KLA Ties Debt Costs on $1.5 Billion Facility to Emissions, Renewable Energy Progress
Global semiconductor equipment and services company KLA Corporation announced today the closing of an inaugural $1.5 billion sustainability-linked revolving credit facility, with costs on the debt tied to performance against its goals to increase the use of renewable energy and cut CO2 emissions.
Sustainability linked loans and securities are an emerging form of sustainable finance instruments, with attributes including interest payments tied to an issuer’s achievement of specific sustainability targets.
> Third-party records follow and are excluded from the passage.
PR #5591, opened 2018-02-17
Fix domain name recognition

NickMitin:
Domains with underscore are also valid. So I modified enforce_le_validity to mark those to be valid.

### DIFF
--- a/certbot/util.py
+++ b/certbot/util.py
@@ -520,10 +520,10 @@ def enforce_le_validity(domain):
 
     """
     domain = enforce_domain_sanity(domain)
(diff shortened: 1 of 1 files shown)


bmw:
Actually, Let's Encrypt does not allow domains with underscores. See https://github.com/letsencrypt/boulder/issues/1225#issuecomment-175963980.

Certbot will try and issue for domains like this if provided by user, but our plugins won't suggest them as they will not work unless you're using another ACME CA. With this in mind, I'm closing this PR, but please comment if you'd like me to reconsider.

Issue #5551, opened 2018-02-07
Should install/enhance take --domains?


bmw:
Proposed for the install subcommand by Peter at https://github.com/certbot/certbot/pull/5536#issuecomment-363185524. The enhance subcommand works in a similar way by making use of an existing cert so Joona is considering this behavior for that command as well.

Do we want to do this? Should the behavior be identical?

pde:
My default argument would be that all of Certbot's verbs should allow things to be specified in the same ways. Since `certonly` and `run` do this, it will be less confusing if all the verbs do. Though I could also see the case for erroring out if there are multiple plausible (valid, matching) lineages, and asking the user to provide a disambiguating `--cert-name` in that case.

ohemorange:
If this takes any level of annoying work or refactoring, I don't think it's worth it because:
a) our subcommands already don't match each other on the specifiers they take
b) it makes sense for certonly/run to take domains because you need domains to request a cert, but if an operation is actually being done on a cert then it should take the cert, and not try to figure out which cert you actually meant based on domains. this is especially true if we're using the domains to find a cert, then updating the list of domains with the list of domains in the cert

PR #5596, opened 2018-02-19
Enhance verb

joohoi:
Enhance verb to configure security enhancements after installation. Small modifications were required to be able to pass custom dialog messages through the plumbing. 

`enhance()` method for Apache plugin had to be slightly changed to avoid creating a dummy SSL VirtualHost in case the domain didn't have one already. In this situation an error message is printed for the user.


certbot-apache/certbot_apache/configurator.py
```diff
@@ -1377,7 +1377,20 @@ def enhance(self, domain, enhancement, options=None):
...
-            func(self.choose_vhost(domain), options)
+            # Temp value tells choose_vhost to not to create a new SSL vhost if
+            # one is not found.
+            vhost = self.choose_vhost(domain, temp=True)
+            if not vhost.ssl:
+                msg_tmpl = ("Certbot was not able to find SSL VirtualHost for a "
+                       "domain {0} for enabling enhancement \"{1}\". The requested "
+                       "enhancement was not configured.")
+                if options:
+                    msg = msg_tmpl.format(domain, options)
```
bmw: I think whether `options` is a better description than `enhancement` depends on the enhancement type. If it's HSTS, `options` is better, if it's OCSP stapling, `enhancement` is better. What if when `options` is set, we put both `enhancement` and `options` in the error message?

certbot-apache/certbot_apache/configurator.py
```diff
@@ -1377,7 +1377,20 @@ def enhance(self, domain, enhancement, options=None):
...
+                else:
+                    msg = msg_tmpl.format(domain, enhancement)
+                logger.warning(msg)
```
bmw: Why did you choose to just log a message here rather than raising an exception?

certbot/main.py
```diff
@@ -860,6 +862,37 @@ def plugins_cmd(config, plugins):
...
+    :rtype: None
+
+    """
+    supported_enhancements = ["hsts", "redirect", "staple", "uir"]
+    # Check that at least one enhancement was requested on command line
+    if not any([getattr(config, enh) for enh in supported_enhancements]):
+        msg = ("Please specify one or more enhancement types to configure. To list "
+               "the available enhancement types, run:\n\n%s --help enhance\n")
+        logger.warning(msg, sys.argv[0])
+        raise errors.MisconfigurationError("No enhancements requested, exiting.")
```
bmw: Why do this here instead of letting `enhance_config` prompt the user so this command works interactively?

certbot/main.py
```diff
@@ -860,6 +862,37 @@ def plugins_cmd(config, plugins):
...
+
+    try:
+        installer, _ = plug_sel.choose_configurator_plugins(config, plugins, "enhance")
+    except errors.PluginSelectionError as e:
+        return str(e)
+    le_client = _init_le_client(config, authenticator=None, installer=installer)
+    domain_question = ("Which domain names would you like to enable the selected "
+                       "enhancements for")
+    domains, _ = _find_domains_or_certname(config, installer, domain_question)
+    le_client.enhance_config(domains, None, ask_redirect=False)
```
bmw: `certbot enable --nginx --staple-ocsp` won't work without the chain path. I think this should be fixed before we ship this. I'd even be fine with us being unable to modify configs we're not managing a cert for, at least for now.

If this makes it significantly harder to support `--domains`, I'd suggest not doing this now. We can always do it later when we have spare cycles and/or there's a demand for it.

certbot/plugins/selection.py
```diff
@@ -160,6 +161,9 @@ def choose_configurator_plugins(config, plugins, verb):
 
     req_auth, req_inst = cli_plugin_requests(config)
 
+    installer_question = ("How would you like to authenticate and install "
```
bmw: Is it correct to mention authentication here?

certbot-apache/certbot_apache/configurator.py
joohoi: This sounds good. For the current enhancements the case was that options was only used for `ensure-http-header` enhancement, where `options` would hold the name of the actual header being added. Printing them both is probably the most informative way to handle this.

certbot-apache/certbot_apache/configurator.py
joohoi: There could be multiple domains to get enhanced, printing a clear error message tells the user that one of them has to be get fixed, but we'll be able to handle the rest of them.

certbot/main.py
joohoi: I wish to have that at later point. However I think that we should spend some time to plan out the interactive UI for the enhancement verb later on. It's easy to add a simple one, but there's a lot we could do with few upcoming features.

certbot/plugins/selection.py
joohoi: Oh, right. It's not :)

certbot/main.py
joohoi: We might want to skip it for now. I'll enable it when I'll be working on the prefetch-OCSP functionality.

joohoi:
The added commits brings this branch up to `master`, and makes `enhance` to behave as discussed and implemented in https://github.com/certbot/certbot/pull/5608#pullrequestreview-99937605 if no HTTPS vhosts were found. I also changed the `choose_vhost` method keyword argument to match with one in `choose_vhosts` for consistency.

certbot/main.py
bmw: I asked @ohemorange about this because I think she has a stronger opinion here than I do and she has a strong preference for us only taking `--cert-name`. Her main argument was we should limit the number of ways there are to accomplish a task in Certbot. This makes both the code and documentation simpler.

If we take `--domains`, we'll need a way to get the chain path in the future. With the way this code is now, if you request `--staple-ocsp`, it will error and say that `--chain-path` needs to be provided, but even if you provide it, we'll still error because it's not being passed through to `enhance_config`. We could fix that by providing the value of `chain_path` from the `config`, but we might instead want to try and find the matching certificate for the given domains. Doing this opens a massive cans of worms which I don't think we want.

I don't have that strong of an opinion, so you and Erica can debate it if you want, but I'll say my preference would be to err on the side of providing fewer bells and whistles initially by not supporting `--domains` since support can always be added later if there is significant demand/need for the feature.

certbot/cli.py
```diff
@@ -1276,7 +1288,7 @@ def _paths_parser(helpful):
         verb = helpful.help_arg
 
     cph = "Path to where certificate is saved (with auth --csr), installed from, or revoked."
-    section = ["paths", "install", "revoke", "certonly", "manage"]
+    section = ["paths", "install", "revoke", "certonly", "manage", "enhance"]
```
bmw: Why do we want `--cert-path` in the `enhance` section?

bmw:
Sorry for the strange review (actually two different reviews and [a comment](https://github.com/certbot/certbot/pull/5596#discussion_r176591690) on an old review and neither review had a high level comment like what I'm writing here), but I think we're pretty close. I think the biggest thing is the question about taking `--domains`, but once we've agreed on a design, it shouldn't be too hard to implement.

joohoi:
The PR comments have now been addressed, and `--cert-name` is now mandatory. If it's missing we're presenting an interactive dialog to choose one. After this step, the user is asked about which domains in the lineage they would like to apply the enhancements for.

certbot/main.py
```diff
@@ -859,6 +861,45 @@ def plugins_cmd(config, plugins):
...
+    except errors.PluginSelectionError as e:
+        return str(e)
+
+    if not config.certname:
+        config.certname = cert_manager.get_certnames(config, "enhance",
+                                                     allow_multiple=False)[0]
+    cert_domains = cert_manager.domains_for_certname(config, config.certname)
+    domain_question = ("Which domain names would you like to enable the selected "
+                       "enhancements for?")
+    domains = display_ops.choose_values(cert_domains, domain_question)
```
bmw: `IDisplay` has become horribly complex over the years (see #3915), but this call causes `IDisplay.checklist` to be called with `force_interactive=True`. I don't think this is what you want here as rather than requiring interactivity, I believe [the plan](https://github.com/certbot/certbot/issues/5551#issuecomment-377004693) was to use all the domains in the certificate when run non-interactively. Currently if you run this with `--non-interactive`, you get:
```
MissingCommandlineFlag: Missing command line flag or config entry for this setting:
Which domain names would you like to enable the selected enhancements for?
```
I think you want to remove the `force_interactive` parameter (or set it to `False`) and include `default` set to `cert_domains` in the call to `IDisplay.checklist`. This may mean you don't add the generic `choose_values` function or you add these values as additional parameters to the function.

certbot/main.py
```diff
@@ -859,6 +861,45 @@ def plugins_cmd(config, plugins):
...
+    if not domains:
+        # To be consistent with the error messages (similar to get_certnames)
+        raise errors.Error("User ended interaction.")
```
bmw: If you keep the `choose_values` function, I think it may make sense to include this in that function. While some of the other functions in `certbot.display.ops` don't do that, I believe something similar is usually being done later by the caller since Certbot almost always errors out when you cancel a prompt so we might as well include it in the generic function.

certbot/main.py
```diff
@@ -859,6 +861,45 @@ def plugins_cmd(config, plugins):
...
+               "the available enhancement types, run:\n\n%s --help enhance\n")
+        logger.warning(msg, sys.argv[0])
+        raise errors.MisconfigurationError("No enhancements requested, exiting.")
+
+    try:
+        installer, _ = plug_sel.choose_configurator_plugins(config, plugins, "enhance")
+    except errors.PluginSelectionError as e:
+        return str(e)
+
+    if not config.certname:
```
bmw: nit: I think we can remove this `if` as the same thing is done inside of `get_certnames`.

certbot/main.py
```diff
@@ -859,6 +861,45 @@ def plugins_cmd(config, plugins):
...
+        config.certname = cert_manager.get_certnames(config, "enhance",
```
bmw: This causes the prompt to be "Which certificate would you like to enhance?". Perhaps it should be something like "Which certificate would you like to use to enhance your configuration?".

This may mean we may want to change the name of the `verb` parameter to `get_certnames`.

certbot/main.py
```diff
@@ -859,6 +861,45 @@ def plugins_cmd(config, plugins):
...
+                                                     allow_multiple=False)[0]
+    cert_domains = cert_manager.domains_for_certname(config, config.certname)
+    domain_question = ("Which domain names would you like to enable the selected "
+                       "enhancements for?")
+    domains = display_ops.choose_values(cert_domains, domain_question)
+    if not domains:
+        # To be consistent with the error messages (similar to get_certnames)
+        raise errors.Error("User ended interaction.")
+    le_client = _init_le_client(config, authenticator=None, installer=installer)
+    le_client.enhance_config(domains, config.chain_path, ask_redirect=False)
```
bmw: `config.chain_path` isn't set unless it's included on the command line. I think we need to use `certbot.cert_manager.lineage_for_certname` to get the `RenewableCert` matching the cert name and use its `chain_path` property.

It may be worth adding logic to handle the case where `--chain-path` is also set.

certbot/main.py
joohoi: It's now using `cert_manager.domains_for_certname` if noninteractive mode is set.

certbot/main.py
joohoi: For the generic `choose_values` I prefer to leave it to the calling functions responsibility to handle the erroring out. That said, this message is now more informative.

certbot/main.py
joohoi: `get_certnames` now takes an optional kwarg if the prompt message needs to be changed completely.

certbot/main.py
joohoi: The `chain_path` from lineage is used if the user didn't provide `--chain-path` on CLI. The command line value overrides the one from lineage.

joohoi:
Ready for the next round :)

certbot/main.py
```diff
@@ -887,16 +887,23 @@ def enhance(config, plugins):
...
                        "enhancements for?")
-    domains = display_ops.choose_values(cert_domains, domain_question)
+    if config.noninteractive_mode:
+        domains = cert_manager.domains_for_certname(config, config.certname)
+    else:
+        domains = display_ops.choose_values(cert_domains, domain_question)
     if not domains:
-        # To be consistent with the error messages (similar to get_certnames)
-        raise errors.Error("User ended interaction.")
+        raise errors.Error("No domains found to enhance.")
```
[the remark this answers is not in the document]
joohoi: Not really, no. This is now changed.

joohoi:
The missing tests are now in

certbot/tests/display/ops_test.py
```diff
@@ -481,5 +490,42 @@ def test_directory_select_validation_with_bad_default(self, mock_util):
...
+    """Test choose_values."""
+    @classmethod
+    def _call(cls, values, question):
+        from certbot.display.ops import choose_values
+        return choose_values(values, question)
+
+    @test_util.patch_get_utility("certbot.display.ops.z_util")
+    def test_choose_names_success(self, mock_util):
+        items = ["first", "second", "third"]
+        mock_util().checklist.return_value = ('ok', [items[2]])
```
bmw: We should use `display_util.OK` here instead of hardcoding this value.

certbot/tests/display/ops_test.py
```diff
@@ -481,5 +490,42 @@ def test_directory_select_validation_with_bad_default(self, mock_util):
...
+        result = self._call(items, None)
+        self.assertEquals(result, [items[2]])
+        self.assertTrue(mock_util().checklist.called)
+        self.assertEquals(mock_util().checklist.call_args[0][0], None)
+
+    @test_util.patch_get_utility("certbot.display.ops.z_util")
+    def test_choose_names_success_question(self, mock_util):
+        items = ["first", "second", "third"]
+        question = "Which one?"
+        mock_util().checklist.return_value = ('ok', [items[1]])
```
bmw: We should use `display_util.OK` here instead of hardcoding this value.

certbot/tests/display/ops_test.py
```diff
@@ -481,5 +490,42 @@ def test_directory_select_validation_with_bad_default(self, mock_util):
...
+        result = self._call(items, question)
+        self.assertEquals(result, [items[1]])
+        self.assertTrue(mock_util().checklist.called)
+        self.assertEquals(mock_util().checklist.call_args[0][0], question)
+
+    @test_util.patch_get_utility("certbot.display.ops.z_util")
+    def test_choose_names_user_cancel(self, mock_util):
+        items = ["first", "second", "third"]
+        question = "Want to cancel?"
+        mock_util().checklist.return_value = ('cancel', [])
```
bmw: We should use `display_util.CANCEL` here instead of hardcoding this value.

joohoi:
I successfully resisted the urge to do this in such an obscure way that would have accounted for yet another round ;)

During the five-year term of the new facility, KLA will receive pricing adjustments based on its performance against increasing the usage of renewable electricity within its operations and reducing Scope 1, and 2 CO2 emissions.
Last year, KLA announced a target to use 100% renewable electricity across its global operations by 2030, which would also help to set the company on a path to achieve a 46% reduction in combined Scope 1 and 2 emissions by 2030, against a 2019 baseline.
Bren Higgins, Executive Vice President and Chief Financial Officer of KLA, said:
“This increased credit facility will provide KLA with additional financial flexibility to pursue its growth initiatives or capital returns strategies. In addition, having a new sustainability-linked credit facility demonstrates KLA’s commitment to couple its financial obligations to its environmental goals to bring additional long-term value to stakeholders.”